Приемы техники микроскопирования мицелиальных грибов

Молодые 3-4 суточные колонии грибов, выращенные на среде Чапека можно рассматривать непосредственно в чашках Петри. При этом не нарушается строение органов спороношения и они хорошо различимы даже при микроскопировании с объективом х8.

Для наблюдения нужно открыть чашку Петри, поместить ее на столик микроскопа и пользуясь объективом х8 и макровинтом найти органы плодоношения исследуемых грибов.

Для более детального ознакомления с особенностями строения органов разных видов грибов готовят препарат в раздавленной капле. Для этого двумя препаровальными (миколо-гическими) иглами, предварительно обожженными в пламени горелки, отделяют от питательной среды часть грибной колонии и помещают ее в каплю смеси глицерина с водой (1: 4). На предметном стекле пленку расправляют и накрывают препарат покровным стеклом.

При изготовлении препарата грибов родов Mucor, Rhizopus иглами захватывают только воздушный мицелий, не касаясь питательной среды.

Рис.11. Несовершенные грибы (дейтеромицеты)

l-Fusarium: a- конидии; б- прорастающие конидии; в- молодой мицелий; г - мицелий с конидиями; 2 -Botrytis: а- конидии; б - мицелий; 3 - Alternaria: многоклеточные конидии; 4-Frichothecium: а - конидии; б- конидиеносцы; 5 - Catenularia: конидии в длинных цепочках; 6- Phoma betae: мицелий и конидии.

 

Рис.12 Oidium lactis (ув. 600х)

 

Очень аккуратно переносят частицу мицелия в каплю смеси и осторожно накрывают покровным стеклом.

Препарат грибов в раздавленной капле рассматривают с объективом 40х, т.е. увеличением в 6ООх.

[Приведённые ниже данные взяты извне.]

PR #682, opened 2020-04-10
Covington Celeron and Katmai Pentium III emulations

anabate123:


tiseno100:
Umm, we don't emulate SSE yet for the Pentium IIIs

PR #702, opened 2020-04-18
Added the requires VNC libraries in documentation + missing instructions

tiseno100:


dhrdlicka:
> We use proprietary VNC libraries so make sure to replace those with the *vnclibs.zip* contained in the documentation.
I am quite reluctant to distributing libraries with questionable licenses as a part of the documentation, so we should either just get it working with whatever MSYS ships with, or dynaload it.

dhrdlicka:
By the way, your master branch is broken. :P You might want to delete and recreate your fork.

PR #707, opened 2020-04-20
Dev-branch machines with Super I/O chips that will not be implemented in v2.10

nerd73:
Namely, the AMI Apollo and the Iwill P55XB2. Also, while it's Super I/O chip is implemented, the Packard Bell Bora Pro is being dev-branched as well for failing to POST.

Also adds a 66 MHz FSB Pentium II table in preparations for 440LX machines to be added in the future.


tiseno100:
The Bora Pro was always meant to be dev branched. I dunno who removed it off. Nice btw.

Asternmerr642:
> 
> 
> The Bora Pro was always meant to be dev branched. I dunno who removed it off. Nice btw.
> 
> You forgot doing the QDI Advance 2, Gigabyte 6BXC & i think some others who need the IT8671 or 8661F

I agree.

PR #709, opened 2020-04-20
Dynamically load Win7+ APIs

driver1998:
This makes it possible to build 86Box to run on Windows XP again.

Note:
If compile on MSYS2, you'll need to [downgrade winpthread to a version that supports XP](https://github.com/msys2/MINGW-packages/issues/5139#issuecomment-510575800).
And then dynamically link OpenAL (and dynamically links to the downgrade winpthread DLL), or build OpenAL again and use static library.

### DIFF
--- a/src/win/win.c
+++ b/src/win/win.c
@@ -19,7 +19,6 @@
  *		Copyright 2017-2019 Fred N. van Kempen.
  */
 #define UNICODE
-#define NTDDI_VERSION 0x06010000
 #include <windows.h>
 #include <shlobj.h>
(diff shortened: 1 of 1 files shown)


dhrdlicka:
I am not sure if there is any point in maintaining Windows XP support tbh.

driver1998:
Well that does seem rather pointless... Just to show that it is easy to do though.

dhrdlicka:
It's used to group emulator and manager windows under a single taskbar icon in Win7+

PR #710, opened 2020-04-21
Added more speeds to VIA Cyrix III (Samuel) + clock multipliers

anabate123:
What would it be like without the remaining speeds to Cyrix III Samuel?


anabate123:
Sorry I changed the clock speeds on the Celeron Mendocino, I corrected it by changing it back.

anabate123:
Nobody responded to it.

PR #739, opened 2020-05-02
Added various machines

amdk6:
**Fujitsu ICL ErgoPro x453**: Machine somewhat works, but requires a PC87308 Super I/O chip and an apparent PSU controller.
**Acer V60N**: Machine almost works, but mysteriously hangs at 5F.


tiseno100:
try using the AMI keyboard controller. It might "resolve" keyboard errors. Also the PC87308 with the PC87307 aren't that different. So it's possibility to stay is medium to high.

amdk6:
> 
> 
> try using the AMI keyboard controller. It might "resolve" keyboard errors. Also the PC87308 with the PC87307 aren't that different. So it's possibility to stay is medium to high.

will do.

amdk6:
Gotta close this pull request, as my fork was a mess.

PR #797, opened 2020-06-10
Added the Gateway 2000 OEM-based Zappa ROM

anabate123:
I want to see if I could add the Gateway 2000 OEM-based Zappa ROM.


src/include/86box/machine.h
```diff
@@ -270,6 +270,7 @@ extern int	machine_at_430nx_init(const machine_t *);
 extern int	machine_at_p54tp4xe_init(const machine_t *);
 extern int	machine_at_endeavor_init(const machine_t *);
 extern int	machine_at_zappa_init(const machine_t *);
+extern int      machine_at_gw2kzp_init(const machine_t *);
```
dhrdlicka, line 273: Fix the indenting here, please

anabate123: I fixed the identing.

PR #805, opened 2020-06-12
Added the Gateway 2000 Aries (Non-Integrated) ROM

anabate123:
I want to see if I can add the Gateway 2000 Aries (Non-Integrated ROM)


anabate123:
It failed, so this is closed.

PR #944, opened 2020-07-24
Add Virtual PC 2007 machine

richardg867:
Not working yet, needs the `vpcext` (0f 3f) opcode among other things.


ab310714gz4700:
Virtual PC 2004 machine is missing

PR #951, opened 2020-07-28
PostScript printer: actually save .ps files if GhostScript is absent

richardg867:
The message box and documentation say .ps files are saved if GhostScript is absent, but the current code only leaves the temporary .tmp files behind. Fix that.


dhrdlicka:
It might be better to rename them to `.ps` only at the point when Ghostscript would have been invoked, so you can tell apart unfinished and finished documents.

PR #1001, opened 2020-09-12
Some final touches on the Intel 82335

tiseno100:
Most I could potentially implement are now complete
- Added some commentary
- switched some complex algorithms into definitions for the sake of the code being clean
- Implemented the ROM size determination register just for some Shadow RAM sanity


src/chipset/intel_82335.c
```diff
@@ -31,16 +31,25 @@
...
+/* R/W operator for the Video RAM region */
 #define determine_video_ram_write_access ((dev->regs[0x22] & (0x08 << 8)) ? rw_shadow : ro_shadow)
 
+/* Base System 512/640KB switch */
 #define enable_top_128kb (MEM_READ_INTERNAL | MEM_WRITE_INTERNAL)
 #define disable_top_128kb (MEM_READ_DISABLED | MEM_WRITE_DISABLED)
 
+/* ROM size determination */
+#define rom_size ((dev->regs[0x22] & (0x01 << 8)) ? 0xe0000 : 0xf0000)
+
```
dhrdlicka, line 52: It's common practice to name #define's using ALL CAPS.

dhrdlicka (changes requested):

src/chipset/intel_82335.c
tiseno100: I did it mostly in sake of clarity. Even if they do the same function. It's the first time I use that strategy.

Also all defines have been capped now on the new commit below

PR #1017, opened 2020-10-04
Added Gateway 2000 Tigereye and Venus ROMs

anabate123:
Gateway 2000 Tigereye (features MMX)
image

Gateway 2000 Venus
image


tiseno100 (changes requested):
Please use the naming Gateway gave to those machines without their clock speed present.

PR #189, opened 2023-05-10
feat(Backend-zsilentcoders): implementing user authentication

yonass08:
This pull request updates the user authentication process in the backend project by implementing JSON Web Token (JWT) based authentication.

In this update, we have added a new authentication middleware that verifies the JWT token and grants access to the authorized user. The JWT token is generated at the time of user login and is then used to authenticate the user for subsequent requests. The token contains user information and is signed using a secret key to ensure its authenticity.

We use a separate Identity database for the login service which is provided by Identity framework. We used it in conjuction with MailKit to send emails for password reset and confirming emails. And we used google smtp server with our personal account to send the emails.

We also implemented a separate user model so that during integration phase it can easily be integrated with other models, since it is on the same database. And we linked this user to the identity user by including a field called AccountId which refers to the identity user on the identity database.

we will remove the delete and create actions on the user controller and the delete action in the authcontroller, as they are only there for testing purposes and shouldn't be on the production version.

### DIFF
--- a/Backend/starter_project_zsilentcoders/BlogApp3/BlogApp.Application/Features/Users/CQRS/Handlers/Get_UserListQueryHandler.cs
+++ b/Backend/starter_project_zsilentcoders/BlogApp3/BlogApp.Application/Features/Users/CQRS/Handlers/Get_UserListQueryHandler.cs
@@ -25,7 +25,6 @@ namespace BlogApp.Application.Features.Users.CQRS.Handlers
         public async Task<List<_UserDto>> Handle(Get_UserListQuery request, CancellationToken cancellationToken)
         {
             var users = await _unitOfWork._UserRepository.GetAll();
-            Console.Write(users);
             return _mapper.Map<List<_UserDto>>(users);
         }
     }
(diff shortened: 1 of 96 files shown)


danielteferadeti:
Very nice description of your task! Best one I have seen sofar...thank you for that!

Backend/starter_project_zsilentcoders/BlogApp3/BlogApp.Application/Features/Users/CQRS/Handlers/Get_UserListQueryHandler.cs
```diff
@@ -0,0 +1,32 @@
...
+        public Get_UserListQueryHandler(IUnitOfWork unitOfWork, IMapper mapper)
+        {
+            _unitOfWork = unitOfWork;
+            _mapper = mapper;
+        }
+
+        public async Task<List<_UserDto>> Handle(Get_UserListQuery request, CancellationToken cancellationToken)
+        {
+            var users = await _unitOfWork._UserRepository.GetAll();
+            Console.Write(users);
```
danielteferadeti, line 28: This should be removed.

Backend/starter_project_zsilentcoders/BlogApp3/BlogApp.Identity/Configurations/RoleConfiguration.cs
danielteferadeti, line 1: This section look good

Backend/starter_project_zsilentcoders/BlogApp3/BlogApp.Application/Features/Users/CQRS/Handlers/Get_UserListQueryHandler.cs
yonass08: We have removed it

danielteferadeti (approved):
Looks good!

PR #195, opened 2023-05-11
feat(mobile-dartknight):implement Authentication feature usecases

FenetShewarega:
Team : mobile
Team name : dart knight 
Task name implement domain layer for the authentication feature 
Task description: This PR implements authentication use cases in the domain layer..


lealemgetahun (changes requested):
Split it into two PRs one for the UI changes another for the entities and usecases

PR #211, opened 2023-05-12
Profile with state

Segnicho:
added fetching and updating user profile: firstname, lastname, and email.


Web/starter_project_vanguard/package.json
```diff
@@ -15,12 +15,13 @@
     "cy:open": "cypress open"
   },
   "dependencies": {
-    "@reduxjs/toolkit": "^1.9.3",
+    "@reduxjs/toolkit": "^1.9.5",
```
Rediet-Ferew, line 18: there is redundant dependency, it may become a problem when merging

Web/starter_project_vanguard/components/common/Loading.tsx
```diff
@@ -0,0 +1,33 @@
+export const LoadingSpinner = (props: { size?: number }) => {
+    return (
+      <div role="status">
```
jebessaD, line 3: Rather than creating a custom spinner, It is good to use icons like `AiOutlineLoading3Quarters` with the `animate-spin` class. check this out [link](https://tailwindcss.com/docs/animation)

jebessaD (changes requested):
Please change the comment I left for you

Web/starter_project_vanguard/package.json
bisrat-walle, line 18: I don't recommend changing the package.json file as it may affect others code

bisrat-walle (changes requested):

jebessaD (dismissed):
LG

bisrat-walle (approved):

PR #221, opened 2023-05-15
home page domain and data layer

sefinehtesfa34:
Tasks:
home page domain layer
home page data layer
home page domain layer testing
home page data layer testing


lealemgetahun:
Have change to other teams file

PR #224, opened 2023-05-15
feat(backend-dotnetfroces7): Add new user in blog and link user with blog

Biruk-Tassew:
In this pr, we created a new user model the BlogAppDbContext could access and made sure every time a new user is created in the identity user it's also propagated to the new user(BlogUser) table.

We've also created the relation users should have with blog. For the other models we should follow the same steps we followed to create relations.


TigistShiferaw (approved):

TigistShiferaw:
Approved. You can merge it now.

PR #229, opened 2023-05-15
Brook.about us top section

BrookW-83:
Screenshot 2023-05-15 045334


Web/starter_project_iconics/data/about/about-card.json
```diff
@@ -0,0 +1,38 @@
+[
+{
+    "logo": "/img/about/a2sv-program-icons/icon-tag.png",
```
kkstarkk, line 3: since the path to the image file is the same except for the filename just store the image file name and use the name like "/img/about/a2sv-program-icons/{file name goes here}" in the components

kkstarkk (commented):
Looks good..but i have left one minor comment

PR #231, opened 2023-05-15
Brook.card section

BrookW-83:
Screenshot 2023-05-15 053519


Web/starter_project_iconics/styles/globals.css
```diff
@@ -1,7 +1,7 @@
 @tailwind base;
 @tailwind components;
 @tailwind utilities;
-
+/*
```
Mekdeskebede, line 4: better not to use(update) the global css

Web/starter_project_iconics/pages/_app.tsx
```diff
@@ -3,6 +3,7 @@ import Navbar from '@/components/layout/Navbar'
 import '@/styles/globals.css'
 import type { AppProps } from 'next/app'
 
+
```
Mekdeskebede, line 6: remove unnecessary spaces.

Web/starter_project_iconics/components/about/A2svSessionCardItem.tsx
```diff
@@ -0,0 +1,35 @@
+import React from "react";
+
+interface props {
```
blenassefa2, line 3: props should be Props since it is interface name the rest LGTM

PR #232, opened 2023-05-15
feat(backend-dotnetforces7): Add user blog relation

Biruk-Tassew:
In this PR, we have created a different user model for the database context blogs and other models are using. This way, we're able to access users securely from both contexts.

We also added the relation user have with blog, and the other models could also be done the same way.


TigistShiferaw (approved):
Approved. You can merge it

PR #281, opened 2023-05-22
(Mobile-Dart-Kinght): Implement data layer for authentication

Feruz2:
Title: Implement Data layer for authentication feature
Description: Added remote and local data layer with test
                    Added repositroy implementation with test


Redi22 (approved):

Feruz2:
Title: Implement data layer
Group: Dart-knight

Description: Added remote and local data layer
                   Added data layer repository
                   Wrote a test for both remote and local data layer
                   Wrote a test for data layer repository

PR #1430, opened 2025-09-23
fix: ESM compatibility - avoid direct Response object mutation

### LINKED ISSUE #1429: Fix: Response object mutation fails in ESM environments with node-fetch v3
## Problem
The generated Fetch client attempts to directly mutate the Response object by adding `data` and `error` properties. This fails in ESM environments using node-fetch v3 because Response objects are read-only.

## Error
```
TypeError: Cannot set property data of #<Body> which has only a getter
    at /node_modules/.pnpm/@oars+roleauth-api@1.0.53765/node_modules/@oars/v1.ts:1237:13
```

## Environment
- Node.js with ESM modules (`"type": "module"` in package.json)
- node-fetch v3.x (ESM-only version)
- swagger-typescript-api v13.0.23 (also confirmed in v13.2.13)

## Root Cause
In `templates/base/http-clients/fetch-http-client.ejs` (lines 187-189), the code attempts to directly mutate the Response object:

```javascript
const r = response as HttpResponse<T, E>;
r.data = (null as unknown) as T;
r.error = (null as unknown) as E;
```

This works in CommonJS environments but fails in ESM with node-fetch v3 where Response objects are truly read-only and cannot have new properties added.

## Impact
Anyone migrating to ESM modules or using node-fetch v3 cannot use the generated Fetch client without workarounds.

## Current Workaround
Users must wrap fetch with a Proxy to make Response properties writable:

```javascript
const wrappedFetch = async (...args) => {
  const response = await fetch(...args);
  return new Proxy(response, {
    set(target, prop, value) {
      if (prop === 'data' || prop === 'error') {
        target[prop] = value;
        return true;
      }
      return Reflect.set(target, prop, value);
    },
    get(target, prop) {
      if (prop === 'data' || prop === 'error') {
        return target[prop];
      }
      const value = target[prop];
      if (typeof value === 'function') {
        return value.bind(target);
      }
      return value;
    }
  });
};
```

## Proposed Solution
Create a wrapper object instead of mutating the Response directly. This maintains backward compatibility while supporting modern ESM environments.

I'll be submitting a PR with a fix shortly.

omarmciver:
## Summary
Fixes #1429 - Response object mutation fails in ESM environments

## Problem
The Fetch client template directly mutates Response objects by adding `data` and `error` properties. This works in CommonJS but fails in ESM with node-fetch v3 where Response objects are truly read-only.

## Solution
Instead of mutating the Response object, this PR creates a wrapper object that:
- Contains the custom `data` and `error` properties
- Delegates all Response properties and methods to the original response
- Maintains full backward compatibility with existing code
- Works in both CommonJS and ESM environments

## Changes
Modified `templates/base/http-clients/fetch-http-client.ejs` to create a wrapper object instead of directly mutating the Response:

```javascript
// Before (fails in ESM):
const r = response as HttpResponse<T, E>;
r.data = null;
r.error = null;

// After (works everywhere):
const r = {
  data: null,
  error: null,
  // Delegate Response properties
  ok: response.ok,
  status: response.status,
  // ... etc
  // Delegate Response methods
  json: () => response.json(),
  text: () => response.text(),
  // ... etc
} as HttpResponse<T, E>;
```

## Testing
- ✅ Created test script to verify the template generates correct code
- ✅ Tested that the fix doesn't directly mutate Response objects
- ✅ Verified wrapper object is created properly
- ✅ Confirmed backward compatibility is maintained

## Breaking Changes
None - this change is fully backward compatible. The generated API clients will have the same interface and behavior, but will now work in ESM environments.

## Additional Notes
This fix enables users to migrate to:
- ESM modules (`"type": "module"` in package.json)
- node-fetch v3 (ESM-only version)
- Native fetch in Node.js 18+

Without this fix, users need workarounds like wrapping fetch with a Proxy to make Response properties writable, which is not ideal.

### DIFF
--- a/templates/base/http-clients/fetch-http-client.ejs
+++ b/templates/base/http-clients/fetch-http-client.ejs
@@ -203,7 +203,7 @@ export class HttpClient<SecurityDataType = unknown> {
                 get(target, prop) {
                     // Custom properties for our API wrapper
                     if (prop === 'data') {
-                        return target._data !== undefined ? target._data : (null as unknown) as T;
+                        return target._data ?? (null as unknown as T);
                     }
                     if (prop === 'error') {
                         return target._error !== undefined ? target._error : (null as unknown) as E;


smorimoto:
bugbot run

smorimoto:
@codex review

smorimoto:
@omarmciver Could you add a changeset?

По современной классификации, по морфологическим и культуральным признакам все грибы рода Aspergillus делятся на 14 групп или секций, род Penicillium – на 4 секции. Определяя принадлежность гриба к той или иной секции при увеличении в 600 х на препаратах можно рассматривать форму вздутия на конце конидиеносца у грибов Aspergillus, строение метелки у грибов Penicillium. Применяя иммерсию с объективом 90 х можно исследовать еще более мелкие детали строения разных видов грибов.

Задание 1

Ознакомится с характерными особенностями строения мицелия и органов спороношения грибов Aspergillus, Penicillium, Rhizopus, Fusarium, Alternaria, Cladosporium, Oidium, при микроскопировании 3-4 суточных колоний непосредственно в чашках Петри.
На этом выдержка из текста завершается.